ASSIGNMENT: Where in the records does the word "DeprecationTest" occur? Copy each line in which it does.

Saved data entries:
PR #16040, opened 2024-01-27
Move the call of the Deprecation>>transform to the Deprecation>>defaultAction

jbrichau:
This PR changes how transforming deprecations get executed. 

Before this PR, transforming deprecations were only signaled as exceptions if the transformation was not possible, which then made it fall back to 'normal' deprecation behavior (i.e. transcript log or dialog warning). Because of this difference, a blocking dialog was never raised for transforming deprecations. It was also not possible to capture a transforming deprecation in an error handler, like a 'normal' deprecation.

In this PR, instead of calling `Deprecation>>transform`, we call `Deprecation>>signal` at all times and call `Deprecation>>transform` from `Deprecation>>defaultAction`. We also add a testcase for the transforming deprecation.

For now, the only observable result is that a transforming deprecation now also respects the 'open blocking dialog' setting. A next step could be to use the blocking dialog to ask the user for a more informative action on wether or not to execute the transformation. 

The testcase added in this PR can only work after merging the PR https://github.com/pharo-project/pharo/pull/16036 since it depends on correct behaviour of deprecation warnings in SUnit testcases.

### DIFF
--- a/src/Kernel-Tests/DeprecationTest.class.st
+++ b/src/Kernel-Tests/DeprecationTest.class.st
@@ -1,0 +1,36 @@
+Class {
+	#name : 'DeprecationTest',
+	#superclass : 'TestCase',
+	#category : 'Kernel-Tests-Exceptions',
+	#package : 'Kernel-Tests',
+	#tag : 'Exceptions'
+}
+
+{ #category : 'tests' }
+DeprecationTest >> testTransformingDeprecation [
+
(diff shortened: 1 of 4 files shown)


Ducasse:
Great. Marcus was really happy about that change.

jbrichau:
@Ducasse Thanks! Mind that the included testcase is failing as long as https://github.com/pharo-project/pharo/pull/16036 is not merged also.

Issue #16029, opened 2024-01-26
asUncommentedCode is under specified


Pythonkito:
self assert: '"Hello" ' asUncommentedCode equals: 'Hello'
We don't know what is result if there is a space.
In addition, asUncommentedCode is not used

PR #16047, opened 2024-01-28
Deprecate unused method asUncommentedCode

hernanmd:
Reported in #16029 this method has no users and it is a reminiscent of the old SmalltalkEditor, not present anymore in Pharo 12.


jecisc (commented):
I wonder if this should not be done via deprecation

hernanmd:
> I wonder if this should not be done via deprecation

I checked Github and couldn't find users. Maybe on GitLab but I don't find a critical usage scenario neither.
So I don't know.

astares:
As it is impossible to check all users (all public repos or private projects) using a deprecation is the better practice

hernanmd:
> As it is impossible to check all users (all public repos or private projects) using a deprecation is the better practice

Done

jecisc:
Some class renaming got mixed up in the last commit I think

astares:
@hernanmd 
When you not only deprecate it but also change the package to "Deprecated12" (so it becomes an extension on String from this package) it will also get removed in Pharo 13 iteration when "Deprecated12" package is removed and a new "Deprecated13" package is created. 

This way we typically keep the method as deprecated method within next release (here Pharo 12). This give users a chance to migrate when moving from P11 to P12 to P13. Then in P13 release it will not be there anywmore. So we keep the deprecated for a single iteration before removing.

hernanmd:
> @hernanmd When you not only deprecate it but also change the package to "Deprecated12" (so it becomes an extension on String from this package) it will also get removed in Pharo 13 iteration when "Deprecated12" package is removed and a new "Deprecated13" package is created.
> 
> This way we typically keep the method as deprecated method within next release (here Pharo 12). This give users a chance to migrate when moving from P11 to P12 to P13. Then in P13 release it will not be there anywmore. So we keep the deprecated for a single iteration before removing.

Thank you for the suggestions. If I understood correctly the deprecation process I will move the method to Deprecated12.

astares (approved):

hernanmd:
Replaced by #16081

PR #16058, opened 2024-01-29
Display methods should be in "displaying" protocol

### LINKED ISSUE #16049: Display methods should be in "displaying" protocol
For an object traditionally in Smalltalk there is a clear distinction between 

1. "printing" (like #printString, #printOn:, #fullPrintString, ....) methods 
     printing the object in the debugger or playground 

2. "displaying" methods (like #displayString, #displayStringLimitedTo:, printStringLimitedTo:, ...)
    displaying the object on a user interface

3. "storing" methods (like #storeString, ...)
    To give a representation of the object that is stored on a stream but can be used to recreate the 
    object

which you can find in any decent Smalltalk implementation.
    
Pharo ignores these protocols at the moment and the way we categorize them in the standard image (ist often wrong and) is not consistent.

We should improve on that level.

astares:
Fix #16049


src/Tool-DependencyAnalyser/DAPackageDependency.class.st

PROBLEM SOLUTION:
--- a/src/Kernel-Tests/DeprecationTest.class.st
+++ b/src/Kernel-Tests/DeprecationTest.class.st
+	#name : 'DeprecationTest',
+DeprecationTest >> testTransformingDeprecation [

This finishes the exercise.